**INSTRUCTIONS FOR THE TASK**
In the material below, find each line with the word "opened" and copy it.

**TASK INPUT**
PR #174, opened 2018-01-29
Morecharts

RogeredBacon:
Added Charts and semi-added bar chart. Merging now so repo is flat before ownership transfer


finnhodgkin:
I think the chart page could be refactored a fair bit but I'm going to merge this so you have a clean slate to work from for the next two days while I'm less present. 

I've also fixed a couple bugs with registering and allowing empty data returns.

Great work guys :+1:

PR #180, opened 2018-02-06
Gmui app bar [Me first]

finnhodgkin:
Adds a material design App bar to all protected routes. Still needs to be added to the unprotected routes, but it should just be a matter of wrapping those routes in a similar component to Private and Admin routes.


eliascodes:
New designs being made, so this is superseded.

**FINISHED EXERCISE**
PR #174, opened 2018-01-29
PR #180, opened 2018-02-06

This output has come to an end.